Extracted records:
PR #14901, opened 2025-12-12
fix: correct precedence when building urlToUse in createLocalReq

### LINKED ISSUE #14900: PayloadCMS 3.68.3 breaks admin UI when `serverURL` is set
### Describe the Bug

b82356b updates all calls to `formatAdminURL()` to pass in `config.serverURL`. When I set `serverURL: "http://localhost:3000"`, run `npm run dev` and go to http://localhost:3000/admin, I get the error

```
 ⨯ [TypeError: Invalid URL] {
  code: 'ERR_INVALID_URL',
  input: 'http://localhost:3000http://localhost:3000/admin',
  digest: '185251315'
}
[12:26:08] ERROR: Failed to create URL object from URL: http://localhost:3000http://localhost:3000/admin, falling back to http://localhost:3000http://localhost:3000/admin
```

It seems the function `formatAdminURL()` is also being used to get the path of routes, not just the absolute URL, so the commit breaks all of those cases if `serverURL` is set:

https://github.com/payloadcms/payload/blob/b82356b9bf210e17fff474ff1708295bf78722f6/packages/next/src/views/Root/index.tsx#L66-L70

Here, `currentRoute` is supposed to be the admin route, e.g., "/admin", but by passing in a set `serverURL`, it is now "http://localhost:3000/admin". Later on, in the same component:

https://github.com/payloadcms/payload/blob/b82356b9bf210e17fff474ff1708295bf78722f6/packages/next/src/views/Root/index.tsx#L133-L141

`urlSuffix` is now "http://localhost:3000/admin", and this breaks `createLocalReq()`, which basically tries to construct the URL `http://localhost:3000http://localhost:3000/admin"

--- WHAT IS NEEDED ---
Every line that holds the word "views" should be copied from the records.

--- ANSWER TO THIS EXERCISE ---
https://github.com/payloadcms/payload/blob/b82356b9bf210e17fff474ff1708295bf78722f6/packages/next/src/views/Root/index.tsx#L66-L70
https://github.com/payloadcms/payload/blob/b82356b9bf210e17fff474ff1708295bf78722f6/packages/next/src/views/Root/index.tsx#L133-L141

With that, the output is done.